TASK STATEMENT: Repeat the data below exactly. Include each line.

Records from a collection:
--- START ---

Issue #1989, opened 2023-03-31
Add support for ToMe [dbolya/tomesd]


Abhishek-Varma:
[ToMe](https://github.com/dbolya/tomesd) updates forward functions of certain blocks from Unet due to which we need to have support for the following ops :-
1. `aten.randint`.
2. `aten.scatter_.src`.
3. `aten.sort`.

Shukla-Gaurav:
There is a PR for the second one. It's been long since the path is raised, I will try to wrap this up quickly https://github.com/llvm/torch-mlir/pull/1499. Thanks!

ramiro050:
@Shukla-Gaurav, you may want to look at the changes in https://github.com/llvm/torch-mlir/pull/1884. It adds a helper that I think will be useful for `scatter_`

https://github.com/llvm/torch-mlir/blob/b2af43b17cb2276f0b795d6ebf6feb5ccd41c6cf/lib/Conversion/TorchToTMTensor/TorchToTMTensor.cpp#L85

Abhishek-Varma:
`aten.randint` PR for review : https://github.com/llvm/torch-mlir/pull/2001

@powderluv @ramiro050 @vivekkhandelwal1

PR #2003, opened 2023-04-04
[MLIR][TORCH] Add e2e support for aten.sort op

Abhishek-Varma:
-- This commit adds e2e support for `atend.sort` op.

This is a RFC PR.

I’d appreciate some help on how we can go about implementing this cleanly in Linalg or TMTensor (or if some canonicalization earlier in the pipeline can be implemented to deal with this).

1. There’s an `aten.sort.int` op support added by @vivekkhandelwal1 which deals with sorting a list of constant integers using `std::sort`.
2. Whereas I’m trying to add `aten.sort` op which would sort the N-Dimensional input tensor and return both :-
     (a) the sorted input tensor as well as 
     (b) the input tensor’s indices in the sorted tensor.

`aten.sort` op's support is needed to support https://github.com/llvm/torch-mlir/issues/1989 and on close inspection it seems that aforementioned point `2.b` is of particular interest to the code.

I looked up Linalg, Arith, Math and Tensor dialect ops but couldn’t find a 1:1 support for this op.
Looked at [Linalg_Ext's SortOp](https://github.com/openxla/iree/blob/366edbfd7ea1116b7465224ccd7ae61a470bb78e/llvm-external-projects/iree-dialects/include/iree-dialects/Dialect/LinalgExt/IR/LinalgExtOps.td#L178) for the TMTensor path but that's basically same as [MHLO SortOp](https://www.tensorflow.org/mlir/hlo_ops#mhlosort_mlirmhlosortop) and doesn't fit well, at least not 1:1, with the requirement of `aten.sort`.

@ramiro050 @powderluv @vivekkhandelwal1


Abhishek-Varma:
> `linalg_ext.sort` should work. The inputs to `linalg_ext.sort` will be two tensors: the input tensor and an indices tensor. The comparator will then use the input tensor values for the comparison, sorting both tensors in the same manner.
> 
> What was your concern with `linalg_ext.sort`?

Thanks for your inputs @ramiro050 !

Must've been an error on my part in understanding the op's constraints.
So, I misunderstood the comparator's relation w.r.t the two tensors involved :-
```
Sorts a variadic number of tensors in inputs together, according to a custom comparator, along the given dimension and produces a variadic number of tensors as results
```
By the sound of it, it seemed like the `comparator` being used will be applied on both the input tensor and indices tensor.
Typically the C++ bias of using custom comparator functions on homogenous containers played in here.

I hope I was able communicate the err in my understanding.

I'd start off with the TMTensors' implementation in that case and keep you posted on this thread.

ramiro050:
Yeah, the description for `lianlg_ext.sort` is not very descriptive. There is more info here: https://www.tensorflow.org/xla/operation_semantics#sort. In particular, the `n > 1` section describes how arguments are passed to the comparator when there is more than one tensor.

There is also an example of the actual MLIR where `linalg_ext.sort` takes multiple tensor arguments here:

https://github.com/openxla/iree/blob/d474394200ee504c394818b9661db5656c2472b5/llvm-external-projects/iree-dialects/test/Dialect/iree_linalg_ext/tiling.mlir#L413

Happy to help with any issues that arise along the way.

Abhishek-Varma:
> Yeah, the description for `lianlg_ext.sort` is not very descriptive. There is more info here: https://www.tensorflow.org/xla/operation_semantics#sort. In particular, the `n > 1` section describes how arguments are passed to the comparator when there is more than one tensor.
> 
> There is also an example of the actual MLIR where `linalg_ext.sort` takes multiple tensor arguments here:
> 
> https://github.com/openxla/iree/blob/d474394200ee504c394818b9661db5656c2472b5/llvm-external-projects/iree-dialects/test/Dialect/iree_linalg_ext/tiling.mlir#L413
> 
> Happy to help with any issues that arise along the way.

Thanks @ramiro050 !

I've started off with the implementation already and made some speedy progress in this PR with a recent `push`.

Next up is "forming" the indices tensor since `aten.sort` will provide us only with the input.

Just looked up `tensor.generate`, which I believe might be a potential candidate to form such a tensor (off of input tensor's shape).

lib/Conversion/TorchToTMTensor/TorchToTMTensor.cpp
```diff
@@ -242,6 +242,62 @@ static Value createTMTensorScanOp(
   return scanOp->getResult(0);
 }
 
+// Utility function to create a TMTensor::SortOp. Returns `true` if success,
+// `failure` otherwise.
+bool createTMTensorSortOp(PatternRewriter *rewriter, const Location &sortOploc,
+                          const llvm::ArrayRef<Value> &operands,
+                          const llvm::ArrayRef<Type> &elementTypes,
+                          int64_t dimension, bool isStable, bool isDescending,
+                          TMTensor::SortOp &sortOp) {
```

--- END ---

TASK RESPONSE:
Issue #1989, opened 2023-03-31
Add support for ToMe [dbolya/tomesd]


Abhishek-Varma:
[ToMe](https://github.com/dbolya/tomesd) updates forward functions of certain blocks from Unet due to which we need to have support for the following ops :-
1. `aten.randint`.
2. `aten.scatter_.src`.
3. `aten.sort`.

Shukla-Gaurav:
There is a PR for the second one. It's been long since the path is raised, I will try to wrap this up quickly https://github.com/llvm/torch-mlir/pull/1499. Thanks!

ramiro050:
@Shukla-Gaurav, you may want to look at the changes in https://github.com/llvm/torch-mlir/pull/1884. It adds a helper that I think will be useful for `scatter_`

https://github.com/llvm/torch-mlir/blob/b2af43b17cb2276f0b795d6ebf6feb5ccd41c6cf/lib/Conversion/TorchToTMTensor/TorchToTMTensor.cpp#L85

Abhishek-Varma:
`aten.randint` PR for review : https://github.com/llvm/torch-mlir/pull/2001

@powderluv @ramiro050 @vivekkhandelwal1

PR #2003, opened 2023-04-04
[MLIR][TORCH] Add e2e support for aten.sort op

Abhishek-Varma:
-- This commit adds e2e support for `atend.sort` op.

This is a RFC PR.

I’d appreciate some help on how we can go about implementing this cleanly in Linalg or TMTensor (or if some canonicalization earlier in the pipeline can be implemented to deal with this).

1. There’s an `aten.sort.int` op support added by @vivekkhandelwal1 which deals with sorting a list of constant integers using `std::sort`.
2. Whereas I’m trying to add `aten.sort` op which would sort the N-Dimensional input tensor and return both :-
     (a) the sorted input tensor as well as 
     (b) the input tensor’s indices in the sorted tensor.

`aten.sort` op's support is needed to support https://github.com/llvm/torch-mlir/issues/1989 and on close inspection it seems that aforementioned point `2.b` is of particular interest to the code.

I looked up Linalg, Arith, Math and Tensor dialect ops but couldn’t find a 1:1 support for this op.
Looked at [Linalg_Ext's SortOp](https://github.com/openxla/iree/blob/366edbfd7ea1116b7465224ccd7ae61a470bb78e/llvm-external-projects/iree-dialects/include/iree-dialects/Dialect/LinalgExt/IR/LinalgExtOps.td#L178) for the TMTensor path but that's basically same as [MHLO SortOp](https://www.tensorflow.org/mlir/hlo_ops#mhlosort_mlirmhlosortop) and doesn't fit well, at least not 1:1, with the requirement of `aten.sort`.

@ramiro050 @powderluv @vivekkhandelwal1


Abhishek-Varma:
> `linalg_ext.sort` should work. The inputs to `linalg_ext.sort` will be two tensors: the input tensor and an indices tensor. The comparator will then use the input tensor values for the comparison, sorting both tensors in the same manner.
> 
> What was your concern with `linalg_ext.sort`?

Thanks for your inputs @ramiro050 !

Must've been an error on my part in understanding the op's constraints.
So, I misunderstood the comparator's relation w.r.t the two tensors involved :-
```
Sorts a variadic number of tensors in inputs together, according to a custom comparator, along the given dimension and produces a variadic number of tensors as results
```
By the sound of it, it seemed like the `comparator` being used will be applied on both the input tensor and indices tensor.
Typically the C++ bias of using custom comparator functions on homogenous containers played in here.

I hope I was able communicate the err in my understanding.

I'd start off with the TMTensors' implementation in that case and keep you posted on this thread.

ramiro050:
Yeah, the description for `lianlg_ext.sort` is not very descriptive. There is more info here: https://www.tensorflow.org/xla/operation_semantics#sort. In particular, the `n > 1` section describes how arguments are passed to the comparator when there is more than one tensor.

There is also an example of the actual MLIR where `linalg_ext.sort` takes multiple tensor arguments here:

https://github.com/openxla/iree/blob/d474394200ee504c394818b9661db5656c2472b5/llvm-external-projects/iree-dialects/test/Dialect/iree_linalg_ext/tiling.mlir#L413

Happy to help with any issues that arise along the way.

Abhishek-Varma:
> Yeah, the description for `lianlg_ext.sort` is not very descriptive. There is more info here: https://www.tensorflow.org/xla/operation_semantics#sort. In particular, the `n > 1` section describes how arguments are passed to the comparator when there is more than one tensor.
> 
> There is also an example of the actual MLIR where `linalg_ext.sort` takes multiple tensor arguments here:
> 
> https://github.com/openxla/iree/blob/d474394200ee504c394818b9661db5656c2472b5/llvm-external-projects/iree-dialects/test/Dialect/iree_linalg_ext/tiling.mlir#L413
> 
> Happy to help with any issues that arise along the way.

Thanks @ramiro050 !

I've started off with the implementation already and made some speedy progress in this PR with a recent `push`.

Next up is "forming" the indices tensor since `aten.sort` will provide us only with the input.

Just looked up `tensor.generate`, which I believe might be a potential candidate to form such a tensor (off of input tensor's shape).

lib/Conversion/TorchToTMTensor/TorchToTMTensor.cpp
```diff
@@ -242,6 +242,62 @@ static Value createTMTensorScanOp(
   return scanOp->getResult(0);
 }
 
+// Utility function to create a TMTensor::SortOp. Returns `true` if success,
+// `failure` otherwise.
+bool createTMTensorSortOp(PatternRewriter *rewriter, const Location &sortOploc,
+                          const llvm::ArrayRef<Value> &operands,
+                          const llvm::ArrayRef<Type> &elementTypes,
+                          int64_t dimension, bool isStable, bool isDescending,
+                          TMTensor::SortOp &sortOp) {
```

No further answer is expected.